Been wanting to update my LinkedIn profile pic for some time now and figured Id sit myself down and fool around under my lights.

300 photos later and I had two i didn't hate.  After I got one for LinkedIn, I really wanted one with my awesome jean jacket.  Because helllo, it's a jean jacket and it's awesome.

And in the style of @DanOstergren I wanted to show some before/after editing work.

enjoy.




LinkedIn Profile Selfie by The Braineack, on Flickr





Jean Jacket Selfie by The Braineack, on Flickr


These were both lit the same way:  I had my 36x48" softbox above me nearly camera axis pointing nearly straight down and I was holding a reflector to soften the shadows under my chin and get a little more light to the side of my face camera left (butterfly if you will).  Then just a second light positioned under my chair pointing back up to my backdrop -- i angled it slightly to light the area behind dark side of my face more than camera right. simple.





 


Here's a screen grab of the skin-smoothing I did.  I like to keep it as natural as possible while evening out skin tones and removing blemishes:












Otherwise these are pretty much straight out of camera with a crop and simple processing in LR.


----------



## Scatterbrained (Nov 3, 2015)

Skin looks a wee bit red on my monitor, but otherwise solid work, I know how much of a bear studio selfies can be.

edit: just realized it was more of the screengrabs than the final images.


----------



## Braineack (Nov 3, 2015)

It's soooo hard when you can't see how ugly you are.

First two are final, my skin is a little red so looks normal to me.  Rather red than green I guess.

using tapatalk.


----------



## weepete (Nov 3, 2015)

Nice one mate, that's a really good lighting job IMO and a good insight into your process


----------



## Derrel (Nov 3, 2015)

Pretty good, considering what you had to work with.


----------



## Braineack (Nov 3, 2015)

Derrel said:


> Pretty good, considering what you had to work with.


It doesn't help.

using tapatalk.


----------



## cauzimme (Nov 3, 2015)

Great job, autoportraits can be a pain. 
I don't know why but when I look the after, before photos, I prefer the unedited ones, with the darker shadow your face is a bit less round than in the edited one, which is more masculine IMOH, but without the comparaison I wouldn't have say anything... Great job!


----------



## JacaRanda (Nov 3, 2015)

Good job .  Hope it's okay to comment...Your eyes look naturally relaxed in the blue shirt shot,  but not as much in the jean jacket shot.  The way you are holding your jacket is a little odd imo.


----------



## Peeb (Nov 3, 2015)

JacaRanda said:


> Good job .  Hope it's okay to comment...Your eyes look naturally relaxed in the blue shirt shot,  but not as much in the jean jacket shot.  The way you are holding your jacket is a little odd imo.

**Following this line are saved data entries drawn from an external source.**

Issue #60, opened 2019-07-01
add method `optimize`


mitzimorris:
#### Summary:
Add methods to run the CmdStan `optimize` method and to retrieve estimates from the resulting Stan csv files.

#### Description:
To add this functionality we need to:
  + add method `optimize` to `Model` class
  + add methods to parse this information out of the Stan csv file

the current set of csv parsing utilities are specific to the csv produced by the NUTS-HMC sampler.  parsing the `optimize` csv is far more straightforward.

#### Additional Information:
Provide any additional information here.

mitzimorris:
implemented via https://github.com/stan-dev/cmdstanpy/pull/69  - many thanks Chris!

PR #69, opened 2019-07-10
Implemented Optimize support

wsuchy:
#### Submission Checklist

- [x] Run unit tests

#### Summary
Related issue: https://github.com/stan-dev/cmdstanpy/issues/60
Implemented call to `optimize` method. 
When optimizing all unrelated methods from `StanFit` will throw an exception. 
I am open for a discussion regarding methods' naming: `optimized_params_*`
#### Copyright and Licensing

- Salesforce

### DIFF
--- a/cmdstanpy/cmdstan_args.py
+++ b/cmdstanpy/cmdstan_args.py
@@ -257,13 +257,13 @@ class OptimizeArgs(object):
             else:
                 raise ValueError("iter must be type of int")
 
-    def compose_command(self, idx: int, cmd: str) -> str:
+    def compose(self, idx: int, cmd: str) -> str:
         """compose command string for CmdStan for non-default arg values.
         """
 
         cmd = cmd + ' method=optimize'
         if self.algorithm:
-            cmd = cmd + 'algorithm={}'.format(self.algorithm.lower())
+            cmd = cmd + ' algorithm={}'.format(self.algorithm.lower())
         if self.init_alpha is not None:
             cmd = cmd + ' init_alpha={}'.format(self.init_alpha)
         if self.iter is not None:
@@ -283,7 +283,7 @@ class CmdStanArgs(object):
         model_name: str,
         model_exe: str,
         chain_ids: Union[List[int], None],
-        method_args: Union[SamplerArgs, FixedParamArgs],
+        method_args: Union[SamplerArgs, FixedParamArgs, OptimizeArgs],
         data: str = None,
         seed: Union[int, List[int]] = None,
         inits: Union[float, str, List[str]] = None,
--- a/cmdstanpy/cmdstan_args.py
+++ b/cmdstanpy/cmdstan_args.py
@@ -224,6 +224,53 @@ class FixedParamArgs(object):
         pass
 
 
+class OptimizeArgs(object):
+    """Container for arguments for the optimizer."""
+
+    OPTIMIZE_ALGOS = {"BFGS", "LBFGS", "Newton"}
+
+    def __init__(self, algorithm: str = None, init_alpha: float = None, iter: int = None) -> None:
+
+        self.algorithm = algorithm
+        self.init_alpha = init_alpha
+        self.iter = iter
+
+    def validate(self, chains=None) -> None:
+        """
+        Check arguments correctness and consistency.
+        """
+        if self.algorithm is not None and self.algorithm not in self.OPTIMIZE_ALGOS:
+            raise ValueError(
+                "Please specify optimizer algorithms as one of [{}]".format(", ".join(self.OPTIMIZE_ALGOS)))
+
+        if self.init_alpha is not None:
+            if isinstance(self.init_alpha, float):
+                if self.init_alpha < 0.0:
+                    raise ValueError("init_alpha must be greater than 0")
+            else:
+                raise ValueError("init_alpha must be type of float")
+
+        if self.iter is not None:
+            if isinstance(self.iter, int):
+                if self.iter < 0:
+                    raise ValueError("iter must be greater than 0")
+            else:
+                raise ValueError("iter must be type of int")
+
+    def compose_command(self, idx: int, cmd: str) -> str:
+        """compose command string for CmdStan for non-default arg values.
+        """
+
+        cmd = cmd + ' method=optimize'
+        if self.algorithm:
+            cmd = cmd + 'algorithm={}'.format(self.algorithm.lower())
+        if self.init_alpha is not None:
+            cmd = cmd + ' init_alpha={}'.format(self.init_alpha)
+        if self.iter is not None:
+            cmd = cmd + ' iter={}'.format(self.iter)
+        return cmd
+
+
 class CmdStanArgs(object):
     """
     Container for CmdStan command line arguments.
--- a/cmdstanpy/cmdstan_args.py
+++ b/cmdstanpy/cmdstan_args.py
@@ -227,7 +227,12 @@ class OptimizeArgs(object):
 
     OPTIMIZE_ALGOS = {"BFGS", "LBFGS", "Newton"}
 
-    def __init__(self, algorithm: str = None, init_alpha: float = None, iter: int = None) -> None:
+    def __init__(
+            self,
+            algorithm: str = None,
+            init_alpha: float = None,
+            iter: int = None
+            ) -> None:
 
         self.algorithm = algorithm
         self.init_alpha = init_alpha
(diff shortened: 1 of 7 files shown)


cmdstanpy/cmdstan_args.py
```diff
@@ -222,6 +222,61 @@ def validate(self, chains):
...
+        """
+        if self.algorithm is not None and \
+                self.algorithm not in self.OPTIMIZE_ALGOS:
+            raise ValueError(
+                "Please specify optimizer algorithms as one of [{}]"
+                .format(", ".join(self.OPTIMIZE_ALGOS))
+            )
+
+        if self.init_alpha is not None:
+            if isinstance(self.init_alpha, float):
```
ahartikainen: from numbers import Real

cmdstanpy/cmdstan_args.py
```diff
@@ -222,6 +222,61 @@ def validate(self, chains):
...
+                if self.init_alpha < 0.0:
```
ahartikainen: `.0` is not needed

cmdstanpy/cmdstan_args.py
```diff
@@ -222,6 +222,61 @@ def validate(self, chains):
...
+                    raise ValueError("init_alpha must be greater than 0")
+            else:
+                raise ValueError("init_alpha must be type of float")
+
+        if self.iter is not None:
+            if isinstance(self.iter, int):
```
ahartikainen: from numbers import Integral

cmdstanpy/cmdstan_args.py
```diff
@@ -222,6 +222,61 @@ def validate(self, chains):
...
+        """
+
+        cmd = cmd + ' method=optimize'
+        if self.algorithm:
+            cmd = cmd + ' algorithm={}'.format(self.algorithm.lower())
+        if self.init_alpha is not None:
+            cmd = cmd + ' init_alpha={}'.format(self.init_alpha)
+        if self.iter is not None:
+            cmd = cmd + ' iter={}'.format(self.iter)
+        return cmd
```
ahartikainen: these could use `cmd += ' iter...`, but I don't the current format is bad.

cmdstanpy/model.py
```diff
@@ -138,6 +138,86 @@ def compile(
...
+        dummy_chain_id = 0
+        self._do_sample(stanfit, dummy_chain_id)
+
+        if not stanfit._check_retcodes():
+            msg = 'Error during optimizing'
+            if stanfit._retcode(dummy_chain_id) != 0:
+                msg = '{} Got returned error code {}'.format(
+                    msg, stanfit._retcode(dummy_chain_id)
+                )
+            raise Exception(msg)
```
ahartikainen: RStan returns the result even if failure happens. What should CmdStanPy do?

cmdstanpy/utils.py
```diff
@@ -125,16 +125,19 @@ def rdump(path: str, data: Dict) -> None:
...
+    if is_optimizing:
+        draws_spec = 1
     else:
-        draws_spec = 1000
-    if 'thin' in dict:
-        draws_spec = int(math.ceil(draws_spec / dict['thin']))
+        if 'num_samples' in dict:
+            draws_spec = int(dict['num_samples'])
+        else:
+            draws_spec = 1000
```
ahartikainen: draws_spec = int(dict.get('num_samples', 1000))

cmdstanpy/utils.py
```diff
@@ -125,16 +125,19 @@ def rdump(path: str, data: Dict) -> None:
             fd.write('\n')
 
 
-def check_csv(path: str) -> Dict:
+def check_csv(path: str, is_optimizing: bool = False) -> Dict:
     """Capture essential config, shape from stan_csv file."""
-    dict = scan_stan_csv(path)
+    dict = scan_stan_csv(path, is_optimizing=is_optimizing)
```
ahartikainen: I would use some other name than `dict`, but again it is not something to be worried about.

cmdstanpy/utils.py
```diff
@@ -206,6 +210,7 @@ def scan_column_names(fp: TextIO, config_dict: Dict, lineno: int) -> int:
     lineno += 1
     names = line.split(',')
     config_dict['column_names'] = tuple(names)
+    config_dict['num_params'] = len(names) - 1
```
ahartikainen: Is that -1 for `lp__`?

cmdstanpy/utils.py
```diff
@@ -270,23 +275,32 @@ def scan_metric(fp: TextIO, config_dict: Dict, lineno: int) -> int:
...
-        if len(line.split(',')) != num_cols:
+        data = line.split(',')
+        if len(data) != num_cols:
             raise ValueError(
                 'line {}: bad draw, expecting {} items, found {}'.format(
                     lineno, num_cols, len(line.split(','))
                 )
             )
+        if not first_draw and store_first:
+            config_dict['first_draw'] = np.array(data, dtype=np.float64)
```
ahartikainen: does this if-block need to set the first_draw or the store_first to False?

cmdstanpy/stanfit.py
```diff
@@ -124,6 +126,37 @@ def stepsize(self) -> np.ndarray:
             self._assemble_sample()
         return self._stepsize
 
+    @property
+    def is_optimizing(self) -> bool:
+        """Returns true if we are optimizing rather than sampling"""
+        return self._is_optimizing
+
+    @property
```
mitzimorris: is there a reason why first draw would be invalid for any of the other methods?
(I've seen R users hack together exactly this function - e.g. as part of simulation-based model development workflow).

cmdstanpy/utils.py
mitzimorris: this should be put inside a test (cf line 132) 
`if is_optimizing:`
 
the columns in the csv output for the HMC sampler include more things than just `__lp` and params.  which is why when parsing the csv file for the HMC sampler output, the num_params is determined by the number of columns in the  inverse mass matrix (I think - will recheck the code)

wsuchy: @mitzimorris / @ahartikainen this is only the default value for `'num_params'`. In sampling it gets replaced with original implementation, don't you think it is enough to subtract `lp__` from total number of columns to get param length? 
Another question is how should we count vector params, as a single length or total (see my implementation of `optimized_params_dict` - it mimics pystan behavior)?

wsuchy: (Please see my comment above)

cmdstanpy/stanfit.py
wsuchy: I've kept all `optimized_params_*` methods working in sampling context, yet I wonder if the naming is fine

cmdstanpy/model.py
mitzimorris: CmdStanPy should do what CmdStan does.

cmdstanpy/utils.py
mitzimorris: OK w/ implementation for 'num_params'

container type parameters - vector, matrix, and arrays - are counted by the number of elements - this will match the dimension of the mass matrix.

I'm not sure about `optimized_params_dict` -

the csv output reflects the names in the c++ program - e.g. if you have parameters `matrix[2][2] foo` then the generated c++ model names are `foo.1.1` ... `foo.2.2`

I think it would be good to be able to access `foo.1.2` as well as `foo`.  looks like the way that `optimized_params_dict` is set up you lose the column names?  and therefore all container type parameters get flattened into a vector?

cf implementation `get_drawset` - https://github.com/stan-dev/cmdstanpy/blob/dd9e7aba44cc2f64861aaa715ced00ba3b05f7a6/cmdstanpy/stanfit.py#L393-L397 

it's a bit of a grey area here.  my direct experience with vector parameters was working with the model whose output is used as test data - https://github.com/stan-dev/cmdstanpy/tree/60-implement-optimize/test/data/runset-big  - when working with that model in RStan, I usually looked at just the first and last few elements of the parameter.

mitzimorris: OK, great - this makes sense.

cmdstanpy/stanfit.py
```diff
@@ -134,29 +134,56 @@ def is_optimizing(self) -> bool:
...
 
     @property
     def optimized_params_pd(self) -> pd.DataFrame:
         """returns optimized params as pandas DataFrame"""
-        self._optimizing_only()
         return pd.DataFrame([self._first_draw], columns=self.column_names)
 
-    @property
-    def optimized_params_dict(self) -> dict:
+    def optimized_params_dict(self) -> OrderedDict:
```
mitzimorris: prefer the previous implementation.

mitzimorris: thought about it more - definitely prefer that optimized_params_dict directly reflect parameters in the model, i.e., all elements of a container are distinct params.   please revert to earlier implementation.

cmdstanpy/utils.py
wsuchy: Reverted to previous implementation.

mitzimorris:
looks awesome  - many thanks!!!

Jacket grab gave me no heartburn (because-hey, it's a jean jacket!), but I do prefer the expression in the blue-shirt version.


----------



## Braineack (Nov 4, 2015)

I try SOOOOOOOOO hard to close my eyes a bit when I take photos -- I just have intense serial killer eyes.

Pose was just fun, popped the collar and grabbed it, was just trying something different,  beats my "sexy" pose:


----------



## mmaria (Nov 4, 2015)

the last one is the best one 


seriously


----------



## Peeb (Nov 4, 2015)

I liked the last one too.

Peter Hurley might disagree, tho: Peter Hurley Shares His 'Most Incredible Tip for Looking Photogenic': Squinching


----------



## Donde (Nov 4, 2015)

Look like excellent self portraits to me. Now if you really want to go wild try the cool jean jacket with out a shirt underneath!


----------



## Bluffkin (Nov 4, 2015)

Last one for me too. Nice all round though.


----------



## Braineack (Nov 4, 2015)

Donde said:


> Look like excellent self portraits to me. Now if you really want to go wild try the cool jean jacket with out a shirt underneath!



no one wants to see that -- not until I'm closer to 5% BF*.









*this won't happen.


----------



## Braineack (Nov 4, 2015)

cauzimme said:


> I don't know why but when I look the after, before photos, I prefer the unedited ones, with the darker shadow your face is a bit less round than in the edited one, which is more masculine IMOH



there should be no difference between the two here in this regard... weird.


----------



## Braineack (Nov 4, 2015)

Peeb said:


> I liked the last one too.





Bluffkin said:


> Last one for me too. Nice all round though.




interesting.  I have a few more where I was trying out this pose, I thought they all looked silly though.  I'll post some thumbs and see what you guys think.


----------



## cauzimme (Nov 4, 2015)

I like the last one, love your expression! 
You're cute.


----------



## Braineack (Nov 4, 2015)

this aint horrible:


----------



## Braineack (Nov 4, 2015)

here it is with edits:




I don't know what to do with my hands Selfie by The Braineack, on Flickr


I also posted the lighting diagram in the first post for anyone curious.


----------



## Braineack (Nov 5, 2015)

no feedback on this one?


----------



## SoulfulRecover (Nov 5, 2015)

Needs more turtle neck sweaters


----------



## Derrel (Nov 5, 2015)

Braineack said:
			
		

> no feedback on this one?



Sexy elbow, dude!


----------



## cauzimme (Nov 5, 2015)

For the last one ; You seems to me more inconfortable, thinking something like, what the **** am I doing here, not sure of yourself about the posing. Thats the general look I get... But it's maybe just me.


----------



## FITBMX (Nov 6, 2015)

cauzimme said:


> For the last one ; You seems to me more inconfortable, thinking something like, what the **** am I doing here, *not sure of yourself about the posing.* Thats the general look I get... But it's maybe just me.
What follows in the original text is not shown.